## RECORDS SUPPLIED
PR #321, opened 2026-09-12
feat(client): Add Expect: 100-continue body wrapper

### LINKED ISSUE #3833: Update Hyper Client to support handling `expect: 100-continue` header
**Is your feature request related to a problem? Please describe.**

When I use Hyper Client based on the example (https://github.com/hyperium/hyper/blob/3817a79b213f840302d7e27fac8508de9caada0f/examples/client.rs#L49-L54), it doesn't correctly handle the `expect: 100-continue` header in the request. 

**Describe the solution you'd like**

Hyper Client needs to wait for the `100 continue` response from the S3WSServer after sending the request header parts for certain time and then send the request body if it gets the response from the server or after certain time threshold.

This is to have the same functionality as https://developer.mozilla.org/en-US/docs/Web/HTTP/Status/100

**Describe alternatives you've considered**

Expose the client parts where it sends the request header and body, but it will be inefficient for the developers to implement the same functionality.

**Additional context**

bountis:
Add a request body wrapper which handles the `Expect: 100-continue` header flow.
https://www.rfc-editor.org/rfc/rfc9110.html#name-expect

Also adds a utility `wrap` which wraps a request body in `ExpectContinueBody`, adds the `Expect: 100-continue` header if not present, adds an `on_informational` hook which signals to release the body.
The `poll_frame` implementation parks the body until a signal is received/cancelled or a configured timeout elapses.

Tests and a small example are added which demonstrate the behavior.

Closes https://github.com/hyperium/hyper/issues/3833


src/client/expect_continue.rs
```diff
@@ -0,0 +1,189 @@
...
+}
+
+/// wrap returns a request whose body is withheld until 100/timeout
+///
+/// It adds `Expect: 100-continue` header to the request if absent.
+/// Wraps the body in `ExpectContinueBody`.
+/// Registers an `on_informational` hook that releases the body on a 100.
+pub fn wrap<B>(
+    req: Request<B>,
+    sleep: Option<Pin<Box<dyn Sleep>>>,
```
seanmonstar, line 97: Why accept an `Option`? Should we not nudge people harder to supply a timeout?

bountis: Hmm, yes, this should probably be stricter and require a timeout as the RFC also states that `client SHOULD NOT wait for an indefinite period before sending the content`.

I can modify `wrap` then to accept a timer + a duration. `ExpectContinueBody::new` can probably continue to accept the option since it's private to the crate and the signal/cancel tests use `None`, or do you want me to change that too?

## TASK DESCRIPTION
The lines above starting at the one that contains "alternatives you've considered**" and ending at the one that contains "https://www.rfc-editor.org/rfc/rfc9110.html#name-expect" must be transcribed exactly, and no other lines may appear.

## ANSWER BOX
**Describe alternatives you've considered**

Expose the client parts where it sends the request header and body, but it will be inefficient for the developers to implement the same functionality.

**Additional context**

bountis:
Add a request body wrapper which handles the `Expect: 100-continue` header flow.
https://www.rfc-editor.org/rfc/rfc9110.html#name-expect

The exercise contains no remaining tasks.